Moro chegou ao Rio às 7h30 desta quinta e saiu do aeroporto escoltado pela Polícia Federal. Antes de se reunir com Bolsonaro, tomou café em uma sala reservada em hotel de luxo da Barra da Tijuca, a poucos metros da casa do capitão reformado.

Ele chegou para o encontro por volta de 9h e conversou por cerca de duas horas com o presidente eleito. O encontro foi acompanhado pelo ministro da Economia, Paulo Guedes, que foi o responsável por fazer a primeira sondagem a Moro, ainda durante as eleições.

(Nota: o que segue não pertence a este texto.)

Issue #1468, opened 2019-10-21
When creating a cluster, subnets are listed multiple times [0.7.0]


whereisaaron:
**What happened?**
When creating a cluster 0.7.0 lists the same subnets multiple times. I was testing with a config file with two node groups, but with command `eksctl create cluster --config-file=foo-config.yaml --without-nodegroup` so no node groups were created. The subnets are listed only once in the `vpc` section of the config file. I am guessing subnets get incorrectly duplicated as many times as there are node groups in the config file?

E.g. here the private subnets were each listed twice, though in different orders:
```
[ℹ]  eksctl version 0.7.0
[ℹ]  using region ap-southeast-2
[✔]  using existing VPC (vpc-012345678901234) and subnets (private:[subnet-0000000000000 
subnet-111111111111 subnet-22222222222 subnet-1111111111111 subnet-222222222222 
subnet-000000000000] public:[])
[!]  custom VPC/subnets will be used; if resulting cluster doesn't function as expected, 
make sure to review the configuration of VPC/subnets
[ℹ]  using Kubernetes version 1.14
```

**What you expected to happen?**
Each subnet to be listed once.

**How to reproduce it?**

1. Create a config file `foo-config.yaml` with definitions for two node groups
2. `eksctl create cluster --config-file=foo-config.yaml --without-nodegroup` 

**Anything else we need to know?**
Using downloaded 0.7.0 release.

**Versions**
Please paste in the output of these commands:
```
$ eksctl version
[ℹ]  version.Info{BuiltAt:"", GitCommit:"", GitTag:"0.7.0"}

$ kubectl version
Client Version: version.Info{Major:"1", Minor:"16", GitVersion:"v1.16.2", GitCommit:"c97fe5036ef3df2967d086711e6c0c405941e14b", GitTreeState:"clean", BuildDate:"2019-10-15T19:18:23Z", GoVersion:"go1.12.10", Compiler:"gc", Platform:"linux/amd64"}
Server Version: version.Info{Major:"1", Minor:"14+", GitVersion:"v1.14.6-eks-5047ed", GitCommit:"5047edce664593832e9b889e447ac75ab104f527", GitTreeState:"clean", BuildDate:"2019-08-21T22:32:40Z", GoVersion:"go1.12.9", Compiler:"gc", Platform:"linux/amd64"}
```

**Logs**
Haven't got a `-v 4` log example sorry.

sayboras:
[...]

PR #1477, opened 2019-10-23
Bugfix/subnets duplicate

sayboras:
### Description

Fixed https://github.com/weaveworks/eksctl/issues/1468

### Checklist
- [ ] Manually tested

### DIFF
--- a/pkg/vpc/vpc.go
+++ b/pkg/vpc/vpc.go
@@ -92,34 +92,6 @@ func describeVPC(provider api.ClusterProvider, vpcID string) (*ec2.Vpc, error) {
 	return output.Vpcs[0], nil
 }
 
-// importVPC will update spec with VPC ID/CIDR
-// NOTE: it does respect all fields set in spec.VPC, and will error if
-// there is a mismatch of local vs remote states
-func importVPC(provider api.ClusterProvider, spec *api.ClusterConfig, id string) error {
-	vpc, err := describeVPCFn(provider, id)
-	if err != nil {
-		return err
-	}
-	if spec.VPC.ID == "" {
-		spec.VPC.ID = *vpc.VpcId
-	} else if spec.VPC.ID != *vpc.VpcId {
-		return fmt.Errorf("VPC ID %q is not the same as %q", spec.VPC.ID, *vpc.VpcId)
-	}
-	if spec.VPC.CIDR == nil {
-		spec.VPC.CIDR, err = ipnet.ParseCIDR(*vpc.CidrBlock)
-		if err != nil {
-			return err
-		}
-	} else if cidr := spec.VPC.CIDR.String(); cidr != *vpc.CidrBlock {
-		return fmt.Errorf("VPC CIDR block %q is not the same as %q",
-			cidr,
-			*vpc.CidrBlock,
-		)
-	}
-
-	return nil
-}
-
 // UseFromCluster retrieves the VPC configuration from an existing cluster
 // based on stack outputs
 // NOTE: it doesn't expect any fields in spec.VPC to be set, the remote state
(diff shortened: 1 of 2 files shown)


pkg/apis/eksctl.io/v1alpha5/types.go
```diff
@@ -2,6 +2,7 @@ package v1alpha5
 
 import (
 	"fmt"
+	"k8s.io/kops/util/pkg/slice"
```
sayboras: ops 😢

sayboras:
@errordeveloper @martina-if @cPu1 for your review and feedback.

pkg/apis/eksctl.io/v1alpha5/types.go
```diff
@@ -421,6 +423,21 @@ func (c *ClusterConfig) AppendAvailabilityZone(newAZ string) {
 	c.AvailabilityZones = append(c.AvailabilityZones, newAZ)
 }
 
+// CleanupSubnets clean up subnet entries having invalid AZ
+func (c *ClusterConfig) CleanupSubnets() {
```
martina-if: Since this is a very specific thing for subnets and it's an implementation detail I think I would move it to the vpc.go file, moving the receiver to an argument.

martina-if:
@sayboras since this was a regression, can you add some unit tests so that this doesn't happen again?

sayboras:
> @sayboras since this was a regression, can you add some unit tests so that this doesn't happen again?

Sure, I will address the lack of coverage soon. Please let me know if you have other comments as well.

sayboras:
@martina-if the test cases for `vpc.go` is very limited, and probably wrongly assert the result. I am slowly adding the test cases to improve coverage. This will take times to actually reach the point for the actual fixes.

pkg/vpc/vpc_test.go
```diff
@@ -91,4 +102,82 @@ var _ = Describe("VPC Endpoints", func() {
 			Error:       errors.New(eks.ErrCodeResourceNotFoundException),
 		}),
 	)
+
+	DescribeTable("can import VPC",
```
martina-if: Can we add a test that checks that given an input that would normally produce duplicate subnets checks that there are no dups?

martina-if:
One more nitpick: can you rewrite the commit message so it says something relevant to the change instead of "rebased from master"?

pkg/vpc/vpc_test.go
sayboras: Agreed that this test case must be added. However, all the methods in this file is public package methods, so it's hard to mock the entire method stack. 

So just want to check with you if I can refactor the code a little bit with dependency injection for private method like this commit https://github.com/weaveworks/eksctl/pull/1477/commits/1905d0b667c118b352943e629d0b253008b78cd3

pkg/apis/eksctl.io/v1alpha5/types.go
martina-if: @sayboras I think I prefer the way the tests were before. What I was looking for was something like this:
```
// For corner cases test closer to the function
testCleanup() {
  c = ClusterConfig{ .... }  // test data
  CleanupSubnets(c)
  Expect(c.subnets).To(//not have duplicates)
}

// One regression test for the public API that makes sure we don't have this issue again
testImport() {
// Mock EC2 calls
  p.MockEC2().On("DescribeVpcsInput", MatchedBy(func(input *ec2.DescribeVpcsInput) bool {
      return input != nil
  })).Return(...)

  ImportAllSubnets(p, spec) // Use the mocked provider
  
  Expect(spec).To(// not have duplicates...)
}
```
What do you think? At the top of the tests for "VPC - Cluster Endpoints" you can see an example on how we use the EC2 mocks.

sayboras: It's great idea, I should have thought about it earlier. Maybe I just want to understand and test the whole thing, which makes my mind so narrowed :cry:

pkg/vpc/vpc.go
```diff
@@ -137,11 +139,11 @@ func UseFromCluster(provider api.ClusterProvider, stack *cfn.Stack, spec *api.Cl
 	return outputs.Collect(*stack, requiredCollectors, optionalCollectors)
 }
 
-// Import will update spec with VPC ID/CIDR
+// importVPC will update spec with VPC ID/CIDR
```
sayboras: @martina-if this function is used in the same package only, so making private

pkg/vpc/vpc.go
```diff
@@ -74,7 +76,7 @@ func describeSubnets(provider api.ClusterProvider, subnetIDs ...string) ([]*ec2.
 	return output.Subnets, nil
 }
 
-func describe(provider api.ClusterProvider, vpcID string) (*ec2.Vpc, error) {
+func describeVPC(provider api.ClusterProvider, vpcID string) (*ec2.Vpc, error) {
```
sayboras: `describe` might be just a little bit too general, so I renamed to describe VPC.

martina-if:
Thanks @sayboras !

O magistrado tentou falar na saída, mas foi cercado pela multidão de apoiadores e jornalistas que se formou na porta do condomínio. Poucos minutos depois, ele distribuiu uma nota, assinada com a data desta quinta, com localização de Curitiba, cidade onde mora.

Posições divergentes

A decisão do juiz Moro de aceitar o convite para ser ministro da Justiça no governo Bolsonaro repercutiu entre políticos brasileiros, que fizeram declarações em redes sociais nessa quinta-feira (1º). Para Fernando Haddad (PT), que perdeu a eleição para Bolsonaro no segundo turno, “o significado da indicação de Sérgio Moro para Ministro da Justiça só será compreendido pela mídia e fóruns internacionais”.

Já João Amoêdo (Novo), que ficou em quinto lugar na disputa presidencial, parabenizou Bolsonaro pela escolha. “Desejo sucesso ao juiz Sergio Moro nesta nova fase e que se amplie o combate a corrupção e ao crime organizado. Espero também que a Operação Lava Jato continue seu trabalho atuante que tanto tem feito pelo Brasil nos últimos anos.”

O ex-presidente tucano Fernando Henrique Cardoso também se manifestou. Para ele, que disse preferir, entretanto, “vê-lo no STF (Supremo Tribunal Federal)”, o juiz “ajudará o país se combater a corrução”. Ele também recomendou a Bolsonaro prudência.

“Sérgio Moro resolveu assumir sua condição de político profissional. Não há problema algum em um juiz deixar a magistratura para fazer política. O problema é ter passado alguns anos fazendo isso vestido de toga. Mais do que nunca, suas decisões estão colocadas sob suspeição”, afirmou o candidato a presidente derrotado no primeiro turno do Psol, Guilherme Boulos.

Discordância. O ministro da Segurança Pública, Raul Jungmann, disse ontem preferir que a pasta continuasse desvinculada do Ministério da Justiça, mas reconheceu que o presidente eleito Jair Bolsonaro tem a “legitimidade democrática” dos votos de brasileiros para dar ao governo a estrutura que entender melhor. O Ministério da Segurança Pública (MSP) nasceu em fevereiro de uma cisão do MJ.

Jungmann elogiou a escolha do juiz federal de Curitiba (PR) Sérgio Moro para o superministério de Justiça, que englobará as duas pastas.

O ministro disse que o juiz “é alguém que tem todos os títulos, autoridade e legitimidade para ser o ministro da Justiça, acho que é um ganho inclusive tê-lo agora no Executivo”.